In einem Ansatz werden aus T-ALL-Zelllinien (oben) konstruierte cDNA-Bibliotheken unter Verwendung von Oligonukleotiden durchmustert, die ein oder mehrere Konsensus-Inter aktionsmotive kodieren, um eine cDNA zu identifizieren, die ein natürlich vorkommendes Onkoprotein kodiert, das das Interaktionsmotiv oder die Interaktionsmotive besitzt.

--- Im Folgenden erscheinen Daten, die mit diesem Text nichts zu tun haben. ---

PR #96, opened 2025-04-03
added minerva data processing specific features

noeroy:
- Offset between Mx2 software and 2x2 ref point is not passed in the data processing, so it has to be hardcoded for now for data (branches value don't make any sense). Will make an issue as long as it's pushed to remind us that we don't want the offset to be hardcoded here but passed inside the MINERvA file.
 - Minerva meta "event" now points to the entry in the Minerva input tree, it'll make life easier for backtracking in the dst file.
 - Trigger is not shifted back to 0 for data (otherwise the code would crash and the matching wouldn't make sense)

Tested for data files and thing do make sense (track positions are where we expect them to be + triggers are matched as expected).
Only touches data (`ev_gps_time_sec>1.5e9`, for MC it would be 0(0) ) so shouldn't impact any MC production.

### DIFF
--- a/src/reco/MINERvARecoBranchFiller.cxx
+++ b/src/reco/MINERvARecoBranchFiller.cxx
@@ -29,10 +29,7 @@ namespace cafmaker
         throw;
       }
 
-      //Meta branches
-      MnvRecoTree->SetBranchAddress("offsetX", &offsetX);
-      MnvRecoTree->SetBranchAddress("offsetY", &offsetY);
-      MnvRecoTree->SetBranchAddress("offsetZ", &offsetZ);
+     
 
       MnvRecoTree->SetBranchAddress("ev_trigger_type", &ev_trigger_type);
       MnvRecoTree->SetBranchAddress("ev_gl_gate", &ev_gl_gate);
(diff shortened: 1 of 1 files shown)


sindhu-ku (approved):

src/reco/MINERvARecoBranchFiller.cxx
```diff
@@ -118,6 +115,20 @@ namespace cafmaker
       MnvRecoTree->GetEntry(0);
       is_data =  ev_gps_time_sec>1.5e9; 
 
+      //Meta branches
+      if (is_data)
+      {
+          offsetX = 0;
+          offsetY = 218;
+          offsetZ = 6913;
+      }
```
chenel, line 124: Please don't hard-code numbers in the CAFMaker.  These should be parameters that live in the .fcl.

chenel (changes requested):
Fine by me, apart from the hard-coding of the offsets.  Let's convert them into parameters that can be in the FCL, and then I'm all good.

src/reco/MLNDLArRecoBranchFiller.cxx
```diff
@@ -797,7 +797,7 @@ namespace cafmaker
       // fill flash variables for all flashes
 
       opflash.id = flash.id;
-      opflash.tpc_id = flash.tpc; //TODO
+      //opflash.tpc_id = flash.tpc; //TODO
```
sindhu-ku: It should be flash.volume_id
That's why it was giving you error. Sorry missed it

src/reco/MINERvARecoBranchFiller.cxx
noeroy: Done

chenel (approved):
thanks!

PR #98, opened 2025-05-01
Set Pandora trigger type.

jback08:
The trigger type integer "triggers" is now stored in the Pandora hierarchy ROOT output file in LArRecoND tag [v01-02-00](https://github.com/PandoraPFA/LArRecoND/tree/v01-02-00), which includes the code added in [PR29](https://github.com/PandoraPFA/LArRecoND/pull/29) and [PR30](https://github.com/PandoraPFA/LArRecoND/pull/30). This integer is now used to set the trigger type for the Pandora CAFs.

### DIFF
--- a/src/reco/PandoraLArRecoNDBranchFiller.cxx
+++ b/src/reco/PandoraLArRecoNDBranchFiller.cxx
@@ -32,6 +32,7 @@ namespace cafmaker
 	  m_LArRecoNDTree->SetBranchAddress("subRun", &m_subRun);
 	  m_LArRecoNDTree->SetBranchAddress("unixTime", &m_unixTime);
 	  m_LArRecoNDTree->SetBranchAddress("startTime", &m_startTime);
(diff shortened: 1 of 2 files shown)


noeroy:
Hi, thanks for that work, 
What numbers will we expect for pandora? Is it the IO group or a default integer if there's no external triggers?

jback08:
It uses the iogroup:

```
triggers = flow_out["charge/events","charge/ext_trigs",events["id"][ievt]]
triggerArray=triggers["iogroup"]
triggerID = np.array(np.ma.getdata(triggerArray),dtype='int32')
```

and this triggerID is then stored as `triggers` in the Pandora ROOT output.

noeroy:
And how do you do for the event where there is no ext_trigs?  Do you have a test file somewhere that I could x-check quickly?

jback08:
We have made LArRecoND tag [v01-02-01](https://github.com/PandoraPFA/LArRecoND/tree/v01-02-01) which includes the trigger info used for this PR.

Issue #97, opened 2025-04-11
Treatment of non beam events in CAFMaker


noeroy:
CAFMaker is currently thought for only beam events, when filling non beam events we get some "fake non 0 POT" addition and the Mx2 matching is messed up.

To see that effect, I've made a comparison of two files taken on the same time frame during summer 2024:

```
/global/cfs/cdirs/dune/www/data/2x2/sandbox/v6/CAFs.beam_only/with_pandora/CAF.flat/packet-0050017-2024_07_09_00_14_34_CDT.CAF.flat.root
(beam only)


root [1] cafTree->Draw("rec.beam.pulsepot>>htemp","rec.beam.pulsepot>0","goff")
(long long) 460
root [2] cout<<htemp->GetMean() * htemp->GetEntries()<<endl;
2.33712e+16
root [3] cafTree->GetEntries("rec.nd.minerva.nixn>0 && rec.nd.lar.ndlp>0 ")
(long long) 305
```

```
/global/cfs/cdirs/dune/www/data/2x2/reflows/v9/caf.flat/beam/july8_2024/nominal_hv/packet-0050017-2024_07_09_00_14_34_CDT.CAF.flat.root 
(beam + non beam)

root [1] cafTree->Draw("rec.beam.pulsepot>>htemp","rec.beam.pulsepot>0","goff")
(long long) 11960
root [2] cout<<htemp->GetMean() * htemp->GetEntries()<<endl;
6.07715e+17
root [3] cafTree->GetEntries("rec.nd.minerva.nixn>0 && rec.nd.lar.ndlp>0 ")
(long long) 0
```

We can see that the new beam + non beam file have about 26 more POT and no match Mx2 2x2.

PR #99, opened 2025-05-28
Feature/minerva data processing

noeroy:
Related to issue #97, Several additions:

- Trigger type now is listed to make it less arbitrary and easier to understand in the future. Could be an issue in the link flow io_group -> trigger type, it works or 2x2 but not sure if FSD/NDLar would keep the same link, so I tried to made it clear that it's 2x2 only.
- The trigger matching logics now find the next trigger of same type in the other trigger streams, and then tries to do the matching with those.
- The POT is only fetched for beam trigger.

effect of the fix have been reported page 2 of that presentation:
https://docs.dunescience.org/cgi-bin/sso/RetrieveFile?docid=33729&filename=trigger_issue_v9.pdf&version=1

### DIFF
--- a/src/beam/IFBeam.cxx
+++ b/src/beam/IFBeam.cxx
@@ -56,7 +56,12 @@ namespace cafmaker
       double max_time = std::numeric_limits<double>::lowest();
       for (const auto& group : groupedTriggers) {
           for (const auto& trig : group) {
+              if (trig.second.triggerType !=1) continue;
               double trigger_time = util::getTriggerTime(trig.second);
+
+              // HACK
+              if (trigger_time > 1e12)
+                continue;
               min_time = std::min(min_time, trigger_time - dt);
               max_time = std::max(max_time, trigger_time + dt);
           }
@@ -99,7 +104,9 @@ namespace cafmaker
   
   double IFBeam::getPOT(const cafmaker::Params& par, const TriggerGroup& groupedTrigger, int ii) {
       double pot = 0.0;
-  
+      if (groupedTrigger.front().second.triggerType != 1) return 0.0;
+   //   for (auto trig : groupedTrigger) {std::cout<<trig.second.triggerType<<" ";}
+  //  std::cout<<std::endl;
       auto it = std::find_if(beamSpills.begin(), beamSpills.end(),
           [par, &groupedTrigger](const auto& spill) {
               return std::all_of(groupedTrigger.cbegin(), groupedTrigger.cend(),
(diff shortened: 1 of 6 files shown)


chenel (changes requested):
On the whole this looks fine.  However, I don't really think making `TriggerType` an enum here is the right solution.  If the DAQ for SAND, for example, uses `0` to represent beam triggers instead of `5`, we have no way to do that cleanly with the `enum` (it would require nonsense like
```
enum Trigger Type
{
   kBeamSAND = 0,
   kBeam2x2 = 5,
   ...
}
```
which really doesn't belong in the generic code.)

I think a better (and equally easy) solution would be to define some `int` constants in the ND-LAr-related header that look like
```
const int kBeamTrigger = 5;
const int kLightTrigger = 6;
```
and then simply check `if (trigger.type == kBeamTrigger)` etc. in the branch filler code.  (If you want something more 2x2 specific it's fine to wrap these constants in their own namespace.)  This way the association between specific numbers and the named trigger types is owned by the detector-specific code rather than being put into the general branch filler header.

noeroy:
Alright, couple of updates: 
- I've handled the triggers as suggested (I think) 
 
-  I added a way to handle the trigger type as input properly, with a parameter for the trigger type that is -1 (all triggers) by default. So anything we do today shouldn't be impacted but if  we want to do studies of beam only/non beam only that should be easier. 

- I've made sure that calling CAFMaker with input trigger type = -1 or input trigger type = 1 gives me the same POT, something different than that gives 0, and raises a warning if one of the input file doesn't have any triggers of requested type. 
 
- Sim is not affected by those modifications 

- IFbeam database is queried only if there is at least one beam trigger.

chenel (commented):
This is certainly an improvement, though I think we are not totally there yet.  In particular the hard-coded `1`s in the IFBeam area give me the heebie-jeebies.

If I'm not mistaken--and tell me if I am!---I think there are two considerations we need to handle:

* We need to match triggers across different recos within the same detector
* We need to match _beam_ triggers across detectors (& recos)

I think we *should* be able to assume that the same detector gets the same trigger codes across recos, right?  If so, what I would propose as the right way forward is:

* drop the `triggerMap` thing, which is essentially doubling the set of arbitrary codes that need maintainenance (one of them has to agree with the DAQs, and the other has to be self-consistent across triggerFillers here), and the values that aren't `1` are not used anywhere else?
* add a new field, `isBeam`, to the `Trigger` struct, to be filled by each `RecoBranchFiller` when it fills in the triggers (since each RBF knows which trigger(s) correspond to beam)
* adjust `doTriggersMatch` to also check `trigger.isBeam`
* use `trigger.isBeam` in the `IFBeam` code instead of checking for `1`

What thoughts do you have about this?  (I'm sure there's some edge case I haven't thought of...)

noeroy:
So if I understand, the idea would be that we only make sure that the definition of a "beam trigger" is equivalent in all RBF thanks to a IsBeam function, otherwise when doing matching we can rely on the fact that the trigger type should be consistent for RBF based on the same detector input file?

I see one edge case where for instance TMS and NDLar would store the same "trigger type number" for two different type of things, but that can probably be dealt with more easily than having that map to keep in case for some reason someone decide that for 2x2 calibration runs we use a different io_groups or something. 

Then the other limitation I can think of is if someone wants to load only one specific trigger type, it would only be loading RBF from one detector only (typical use case, loading beam triggers wouldn't get you  Mx2-2x2 matched beam only as we don't use the same trigger type number). That can most likely be addressed in another way using the isBeam function for instance. I don't see another use case where we'd want to only match something accross detector that is not beam.

noeroy:
Yes, I'll do that, thanks for the review!

chenel (approved):
Thanks for working with me on this, I think this final design is a lot better and hides the implementation details inside the detector-specific methods where they should be.  I did notice some weird indentation mismatches (tabs vs spaces?) in a few of the places you changed things---if you could have a quick look to make sure those didn't go haywire that'd be appreciated.  But otherwise, 👍🏻

noeroy:
Pandora's the only BRF that uses tabs instead of two spaces, should I follow that prescription for what I added or just change all the tabs by two spaces? That seems out of the scope of that PR but then I think it's something positive if we want to have some consistency in the future.

PR #677, opened 2025-06-03
Remove incomplete implementation of auto-fueling

annamcallister:
Kaleido contributed significant orchestration engine capability into the public TX manager of this from our closed source. 

This included some code related to an advanced feature in the Kaleido platform, but the parts of the implementation that came across were incomplete and non-functional.

There is no known requirement for this feature to be in the base Paladin codebase currently, so the presence of the incomplete code is confusing for maintainers of the code.

So this PR cleans up the code to remove the non-functional cruft.


annamcallister:
Messages removed, as well as a general sweep and clean up of comments about auto fuelling.

I've opted to fully delete the messages rather than just comment them out.

While in general I don't think this is best practice, since it opens the door to reuse of error codes, I don't think that's a risk that applies here if no one has ever been able to hit the errors. I've gone for a clean slate instead.

peterbroadhurst (approved):

PR #679, opened 2025-06-03
Zeto balances

ka1ii:
addresses https://github.com/LF-Decentralized-Trust-labs/paladin/issues/594

### DIFF
--- a/domains/zeto/build.gradle
+++ b/domains/zeto/build.gradle
@@ -25,7 +25,7 @@ ext {
     maxCoverageBarGap = 1
     coveragePackages = [
         "github.com/kaleido-io/paladin/domains/zeto/internal/...",
-        "github.com/kaleido-io/paladin/domains/zeto/pkg/types",
+        "github.com/kaleido-io/paladin/domains/zeto/pkg/types/states.go",
         "github.com/kaleido-io/paladin/domains/zeto/pkg/zetosigner",
     ]
 
--- a/domains/zeto/internal/zeto/signer/common/babyjubjub_test.go
+++ b/domains/zeto/internal/zeto/signer/common/babyjubjub_test.go
@@ -110,3 +110,50 @@ func TestNewBabyJubJubPrivateKey(t *testing.T) {
 		})
 	}
 }
+
+func TestEncodeBabyJubJubPublicKey(t *testing.T) {
+	tests := []struct {
+		name     string
+		pubKey   *babyjub.PublicKey
+		expected string
+	}{
+		{
+			name:     "mock public key",
+			pubKey:   mockPubKey(),
+			expected: "0x51fa904bb6142e89f85aebb2a933a879e2efd5b682021deec4f717a8dbcbbd8e",
+		},
+		{
+			name: "zero public key",
+			pubKey: &babyjub.PublicKey{
+				X: big.NewInt(0),
+				Y: big.NewInt(1),
+			},
+			expected: "0x0100000000000000000000000000000000000000000000000000000000000000",
+		},
+		{
+			name: "generated key pair",
+			pubKey: func() *babyjub.PublicKey {
+				privKey := babyjub.NewRandPrivKey()
+				return privKey.Public()
+			}(),
+			expected: "",
+		},
+	}
+
+	for _, tc := range tests {
+		t.Run(tc.name, func(t *testing.T) {
+			encoded := EncodeBabyJubJubPublicKey(tc.pubKey)
+
+			assert.Len(t, encoded, 66, "encoded key should be 66 characters")
+
+			if tc.expected != "" {
+				assert.Equal(t, tc.expected, encoded)
+			}
+
+			decoded, err := DecodeBabyJubJubPublicKey(encoded)
+			require.NoError(t, err)
+			assert.Equal(t, tc.pubKey.X.String(), decoded.X.String())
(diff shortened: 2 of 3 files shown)


domains/zeto/internal/zeto/fungible/states.go
```diff
@@ -215,3 +216,51 @@ func findAvailableStates(ctx context.Context, callbacks plugintk.DomainCallbacks
...
+	ctx context.Context,
+	callbacks plugintk.DomainCallbacks,
+	coinSchema *pb.StateSchema,
+	useNullifiers bool,
+	stateQueryContext, accountKey string,
+) (*big.Int, error) {
+	total := big.NewInt(0)
+	var lastStateTimestamp int64
+
+	for {
```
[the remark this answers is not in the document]
jimthematrix: I agree with the suggestion to add a limit to avoid this sitting in the loop for a long time. And the per-query limit can be more than 10 (it looks like this number came from the same query used in the `getAvailableCoins()` method, which uses this low number due to the input UTXO array size of 10 for Zeto transfers).

If the query returns as a result of hitting the limit, I wonder if the right response is "here's the balance number I've got but it might be larger because I stopped short of exhausting all the active coins you have". So that the UX can reflect the "non-authoritative result". This might be useful if my goal is making sure I can pay certain amount, but don't necessarily need to know the exact amount.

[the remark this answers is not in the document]
ka1ii: Although if there is a substantial amount of coins then its possible for the request to timeout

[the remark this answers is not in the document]
awrichar: Thinking further, I'm wondering if the loop is even useful. It might be more efficient to perform a single database query rather than multiple. It's useful with normal coin selection because we may break it early.

solidity/contracts/domains/interfaces/IZetoFungible.sol
```diff
@@ -24,4 +24,5 @@ interface IZetoFungible {
     function deposit(uint256 amount) external;
     function withdraw(uint256 amount) external;
     function setERC20(address erc20) external;
+    function balanceOf(string memory account) external view returns (uint256 balance, string memory balanceNote);
```
awrichar, line 27: I'm not sure about returning errors as a string (and requiring users to check for an empty string to ensure success?)

One alternate suggestion - we could include the total number of states found and a flag to indicate if we stopped counting... something like `(uint256 totalStates, uint256 totalBalance, bool overflow)`.

ka1ii: thats a good idea, although is the boolean overflow needed if we document the max totalStates we can process is 1000

awrichar: I think it helps if you don't read the docs :) at least you wonder "what does this mean".

domains/zeto/internal/zeto/fungible/states.go
```diff
@@ -215,3 +216,42 @@ func findAvailableStates(ctx context.Context, callbacks plugintk.DomainCallbacks
...
+
+	states, err := findAvailableStates(
+		ctx, callbacks, coinSchema,
+		useNullifiers, stateQueryContext, queryBuilder.Query().String(),
+	)
+	if err != nil {
+		return 0, nil, false, i18n.NewError(ctx, msgs.MsgErrorQueryAvailCoins, err)
+	}
+
+	// sum up this page
```
awrichar, line 243: it's no longer a page... it's everything (commented probably not needed)

domains/zeto/internal/zeto/fungible/handler_balanceOf.go
```diff
@@ -0,0 +1,99 @@
...
+	param := tx.Params.(*types.FungibleBalanceOfParam)
+	resolvedAccount := domain.FindVerifier(param.Account, h.getAlgoZetoSnarkBJJ(), zetosignerapi.IDEN3_PUBKEY_BABYJUBJUB_COMPRESSED_0X, req.ResolvedVerifiers)
+	if resolvedAccount == nil {
+		return nil, i18n.NewError(ctx, msgs.MsgErrorResolveVerifier, param.Account)
+	}
+	useNullifiers := common.IsNullifiersToken(tx.DomainConfig.TokenName)
+	totalStates, totalBalance, overflow, err := getAccountBalance(ctx, h.callbacks, h.stateSchemas.CoinSchema, useNullifiers, req.StateQueryContext, resolvedAccount.Verifier)
+	if err != nil {
+		// don't think we are wrapping errors currently, throwing this out here see if folks are fond of it.
+		return nil, i18n.WrapError(ctx, err, msgs.MsgErrorGetAccountBalance, param.Account)
```
awrichar, line 92: Yes, wrapping errors is probably a good practice.

domains/zeto/internal/zeto/fungible/handler_balanceOf.go
```diff
@@ -0,0 +1,99 @@
...
+	}
+	// Format balance as JSON string
+	balanceJson := fmt.Sprintf(`{"totalBalance":"%s","totalStates":"%s","overflow":"%s"}`, fmt.Sprint(totalBalance), fmt.Sprint(totalStates), fmt.Sprint(overflow))
```
awrichar, line 95: Can we define a struct for this and use `json.Marshal`?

Alternativ können aus den gepoolten Genomen sequenzierter Organismen konstruierte Bibliotheken durchmustert und die Sequenzen positiv hybridisierender Klone dem Alignment unterzogen werden. Während das Alignment von aus einem Screening gewonnenen Sequenzen Konsensusmotive erkennen lässt, werden andere mögliche verwandte Motive ausgeschlossen, wenn sie nicht aus irgendeinem einzelnen Genom identifiziert werden, in dem sie theoretisch vorkommen, trotz erschöpfenden Durchmusterns bei einer Komplexität, die laut Vorsage sämtliche möglichen Domänen, die das Genom oder die Genome kodieren, abdecken sollte. Demgemäß sind die im Alignment erhaltenen Sequenzen aus der Durchmusterung gepoolter Genome verwendbar zum Entwurf optimaler Peptide, die die in dem biologischen Screening identifizierten Konsensusmotive imitieren, während ihnen alternative Reste strukturell verwandter Peptide fehlen, die in die erschöpfende Durchmusterung eines einzelnen Genoms eingeschlossen wurden.
BEISPIEL 15
Peptidsynthese
38-gliedrige Peptide werden in der Form von Cys-(interagierendes 20-mer)-Cys(Penetratin 16-mer) hergestellt. Die Sequenz des Penetratin-Motivs wird von Derossi (1994) bereitgestellt. Die Peptide (von Chiron Mimotopes, Australien, synthetisiert) werden durch Oxidation der flankierenden Cysteinreste unter Verwendung von 10 mM K₃Fe(CN)₆ bei pH 8,4 zyklisiert und durch Reverse-phase-HPLC nach Koivunen (1994) gereinigt.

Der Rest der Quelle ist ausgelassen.